Uma explicação plausível é que, quando algumas vitaminas são fornecidas àqueles que têm uma deficiência severa e sintomas graves, a maioria dos sintomas desaparece quase que num passe de mágica. Por exemplo, a deficiência da vitamina B12 pode levar à anemia, alterações da sensibilidade (formigamento) e da força dos membros, e até confusão mental. Depois de poucos dias de reposição, boa parte dos sintomas regride, e tudo pode voltar ao normal.

Duas revisões importantes foram publicadas no início de 2014 sobre o uso da vitamina D na prevenção de múltiplas doenças, inclusive câncer:

  • A primeira fez uma revisão de mais de 460 estudos publicados na literatura médica sobre o tema.

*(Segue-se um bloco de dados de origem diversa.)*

PR #269, opened 2017-09-07
Cleanup after specs: Tempfiles, Readline redirection

cben:
Both close and unlink all Tempfiles created in specs.
Helpful for #263 to avoid https://bugs.ruby-lang.org/issues/13876, and good practice anyway.
@jrafanie please review


jrafanie:
Nice, thanks @cben

PR #276, opened 2017-09-29
Force to use different partition for db

ailisp:
ISSUE:
We should not allow using same partition for OS and database.
BZ:
https://bugzilla.redhat.com/show_bug.cgi?id=1425153

\cc @gtanzillo @yrudman @carbonin 

@miq-bot add-label wip,bug

### DIFF
--- a/lib/gems/pending/appliance_console/prompts.rb
+++ b/lib/gems/pending/appliance_console/prompts.rb
@@ -143,12 +143,13 @@ module ApplianceConsole
       just_ask(prompt, default, INT_REGEXP, "an integer", Integer) { |q| q.in = range if range }
     end
 
-    def ask_for_disk(disk_name, verify = true)
+    def ask_for_disk(disk_name, verify = true, allow_none = true)
       require "linux_admin"
       disks = LinuxAdmin::Disk.local.select { |d| d.partitions.empty? }
 
       if disks.empty?
         say "No partition found for #{disk_name}. You probably want to add an unpartitioned disk and try again."
+        raise MiqSignalError unless allow_none
       else
         default_choice = disks.size == 1 ? "1" : nil
         disk = ask_with_menu(
--- a/lib/gems/pending/appliance_console/database_replication_standby.rb
+++ b/lib/gems/pending/appliance_console/database_replication_standby.rb
@@ -30,7 +30,7 @@ module ApplianceConsole
       clear_screen
       say("Establish Replication Standby Server\n")
       return false if !data_dir_empty? && !confirm_data_resync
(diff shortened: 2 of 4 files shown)


ailisp:
@yrudman I'm not sure with what to do with replication db. Please make a confirmation so I can write specs.

yrudman:
I think it should be the same for replication too

ailisp:
@miq-bot remove-label wip

lib/gems/pending/appliance_console/prompts.rb
```diff
@@ -143,7 +143,7 @@ def ask_for_integer(prompt, range = nil, default = nil)
       just_ask(prompt, default, INT_REGEXP, "an integer", Integer) { |q| q.in = range if range }
     end
 
-    def ask_for_disk(disk_name, verify = true)
+    def ask_for_disk(disk_name, verify = true, force = false)
```
carbonin: I feel like this is using the word "force" in the opposite way I would expect.

If someone calls `#ask_for_disk` I would think that "force" would mean "Give me an answer no matter what". What you're doing here feels more like "Abort if we can't get a disk".

I think this would be better if the parameter had a more clear name, maybe `allow_none`?

ailisp: you're right, thanks

ailisp:
@carbonin Now the naming is much better 😄

lib/gems/pending/appliance_console/prompts.rb
```diff
@@ -162,6 +162,7 @@ def ask_for_disk(disk_name, verify = true)
 
       if verify && disk.nil?
         say ""
+        raise MiqSignalError unless allow_none
```
carbonin: I feel like this won't work if the method is called without verify.

So as an example `ask_for_disk("disk", false, false)` would not raise.

Also, we have a check for `disks.empty?` above, should this raise be there rather than down here?

ailisp: I thought verify is to ask manageiq to check disk. verify=false is only used in case we're sure disk is valid or invalid disk doesn't matter, in either case no need to verify. So allow_none only make sense and should be used when verify =true. But your comment seems better. I'll change it.

ailisp:
@carbonin This is now solved by https://github.com/ManageIQ/manageiq-gems-pending/pull/277
Shall we close this?

carbonin:
Yes, I think the approach in #277 is better. But this PR also changes the behavior of the replication standby disk configuration.

I think we should close this PR, and maybe open another for handling the replication standby config in a similar way.

PR #277, opened 2017-09-29
internal database must be set with dbdisk option in ap and in cli

ailisp:
ISSUE:
When setting internal database in appliance console cli, the user can set without given a --dbdisk option, which is not supported.
BZ:
https://bugzilla.redhat.com/show_bug.cgi?id=1431815
https://bugzilla.redhat.com/show_bug.cgi?id=1425153

\cc @yrudman @gtanzillo 

@miq-bot add-label wip,bug

### DIFF
--- a/lib/gems/pending/appliance_console/internal_database_configuration.rb
+++ b/lib/gems/pending/appliance_console/internal_database_configuration.rb
@@ -3,6 +3,7 @@ require "appliance_console/logical_volume_management"
 require "pathname"
 require "util/postgres_admin"
 require "pg"
+require "linux_admin"
 
 RAILS_ROOT ||= Pathname.new(__dir__).join("../../../")
 
@@ -49,6 +50,7 @@ module ApplianceConsole
 
     def ask_questions
       choose_disk
+      check_disk_is_mount_point
       self.run_as_evm_server = !ask_yn?(<<-EOS.gsub!(/^ +/m, ""), "N")
 
         Should this appliance run as a standalone database server?
@@ -67,6 +69,11 @@ module ApplianceConsole
 
     def choose_disk
       @disk = ask_for_disk("database disk")
+    end
+
+    def check_disk_is_mount_point
+      error_message = "The disk for database must be a mount point"
+      raise error_message unless disk || pg_mount_point?
     end
 
     def initialize_postgresql_disk
@@ -108,7 +115,7 @@ module ApplianceConsole
     private
 
     def mount_point
-      Pathname.new(ENV.fetch("APPLIANCE_PG_MOUNT_POINT"))
+      PostgresAdmin.mount_point
     end
 
     def copy_template(src, src_dir = self.class.postgresql_template, dest_dir = PostgresAdmin.data_directory)
@@ -119,6 +126,10 @@ module ApplianceConsole
       else
         FileUtils.cp full_src, dest_dir
       end
+    end
+
+    def pg_mount_point?
+      LinuxAdmin::LogicalVolume.mount_point_exists?(mount_point)
     end
 
     def run_initdb
--- a/lib/gems/pending/appliance_console/cli.rb
+++ b/lib/gems/pending/appliance_console/cli.rb
@@ -200,6 +200,7 @@ module ApplianceConsole
         :disk              => disk_from_string(options[:dbdisk]),
         :run_as_evm_server => !options[:standalone]
       }.delete_if { |_n, v| v.nil? })
+      config.check_disk_is_mount_point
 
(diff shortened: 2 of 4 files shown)


ailisp:
@miq-bot remove-label wip

yrudman:
@ailisp there is another check requested in the same BZ- do not allow blank password

carbonin:
I believe this will break ManageIQ appliance builds.

See https://github.com/ManageIQ/manageiq-appliance-build/blob/master/kickstarts/partials/post/db_init.ks.erb#L7

I think we should come up with a way to allow this behavior through the CLI.

For example if someone configures a logical volume and wants to put the database there (as we do on the ManageIQ appliance), we should allow them to do that.

As I see it, the real issue is that we want the database on a separate *filesystem* not necessarily a separate disk. Unfortunately, we don't do any validation against filesystems so checking that case would be much more difficult.

carbonin:
> there is another check requested in the same BZ- do not allow blank password

@yrudman I think it would be better to do this one in a separate PR.

yrudman:
@carbonin yes,  it is better to do password present validation in different PR

ailisp:
> As I see it, the real issue is that we want the database on a separate filesystem not necessarily a separate disk. Unfortunately, we don't do any validation against filesystems so checking that case would be much more difficult.
@carbonin do you mean the device number of filesystem? In this question:
https://unix.stackexchange.com/questions/44249/how-to-check-if-two-directories-or-files-belong-to-same-filesystem
I did some try:
```
[boyao@localhost ~]$ df -h
Filesystem               Size  Used Avail Use% Mounted on
devtmpfs                 5.8G     0  5.8G   0% /dev
tmpfs                    5.8G  988K  5.8G   1% /dev/shm
tmpfs                    5.8G  1.6M  5.8G   1% /run
tmpfs                    5.8G     0  5.8G   0% /sys/fs/cgroup
/dev/mapper/fedora-root   50G  6.8G   40G  15% /
tmpfs                    5.8G   88K  5.8G   1% /tmp
/dev/sda1                477M  149M  299M  34% /boot
/dev/mapper/fedora-home  180G   26G  145G  16% /home
tmpfs                    1.2G   24K  1.2G   1% /run/user/42
tmpfs                    1.2G   32K  1.2G   1% /run/user/1000
[boyao@localhost ~]$ stat -c "%d" /
64769
[boyao@localhost ~]$ stat -c "%d" /var
64769
[boyao@localhost ~]$ stat -c "%d" /dev
6
```

ailisp:
@yrudman Thanks for the note. Seems I should wait this PR merged then open another PR for checking password. otherwise seems some conflict will happen in prompts.rb

carbonin:
@ailisp Generally, yes, but I don't think the place for that is in the cli class.

If we want a more complete fix, we could edit the `InternalDatabaseConfiguration` class so that we have an option to verify that the data directory is on a separate filesystem, alternatively you can check that `APPLIANCE_PG_MOUNT_POINT` is indeed a mount point.

yrudman:
@ailisp you can create tracking  branch:
`git checkout -b feature_2 --track feature_1`

ailisp:
@miq-bot add-label wip

ailisp:
@carbonin Yuri and I think this https://github.com/ManageIQ/manageiq-gems-pending/pull/276 can be closed now, because your suggestion to check `APPLIANCE_PG_MOUNT_POINT` should solve both BZs. What do you think

lib/gems/pending/appliance_console/internal_database_configuration.rb
```diff
@@ -121,6 +123,11 @@ def copy_template(src, src_dir = self.class.postgresql_template, dest_dir = Post
       end
     end
 
+    def check_pg_mount_point
+      is_mount_point = Class.new.include(LinuxAdmin::Mountable).mount_point_exists?(mount_point)
```
carbonin: Can you not just use `LinuxAdmin::LogicalVolume` here?

lib/gems/pending/appliance_console/internal_database_configuration.rb
```diff
@@ -82,6 +83,7 @@ def initialize_postgresql_disk
 
     def initialize_postgresql
       log_and_feedback(__method__) do
+        check_pg_mount_point
```
carbonin: I think this would make more sense as a check in `activate` or even in ask_questions.

Right after choose disk we could print some error message `unless disk || have_pg_mount_point?`

ailisp:
@miq-bot remove-label wip

ailisp:
@yrudman @carbonin 
works fine in both appliance console and cli now

PR #278, opened 2017-10-02
Update nokogiri to a more secure version.

NickLaMuro:
With the introduction of the following security vulnerability on libxml2 (a huge dependency of nokogiri):

https://access.redhat.com/security/cve/cve-2017-9050

`manageiq-gems-pending` should strive to try and use the latest version of the nokogiri gem to avoid including this vulnerability in dependencies of it.


simaishi:
Backported to Fine via https://github.com/ManageIQ/manageiq-gems-pending/pull/280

Dois tipos de estudos foram avaliados: estudos em que os indivíduos responderam questionários sobre a ingestão espontânea da vitamina (estudos observacionais) e estudos em que os indivíduos receberam (ou não) a vitamina a partir de um tempo predeterminado (estudos clínicos controlados).
    Nos estudos observacionais, houve uma correlação negativa entre níveis de vitamina D e doenças cardiovasculares, alterações do metabolismo da glicose, doenças infecciosas, alterações cognitivas, câncer de intestino e mortalidade em geral. Isto é, quanto maior o nível de vitamina D, menor a incidência destas doenças e chance de morte. Mas este resultado não se repetiu na revisão dos estudos clínicos controlados, onde os indivíduos que receberam a vitamina foram comparados com indivíduos nas mesmas condições iniciais, que não receberam a suplementação vitamínica.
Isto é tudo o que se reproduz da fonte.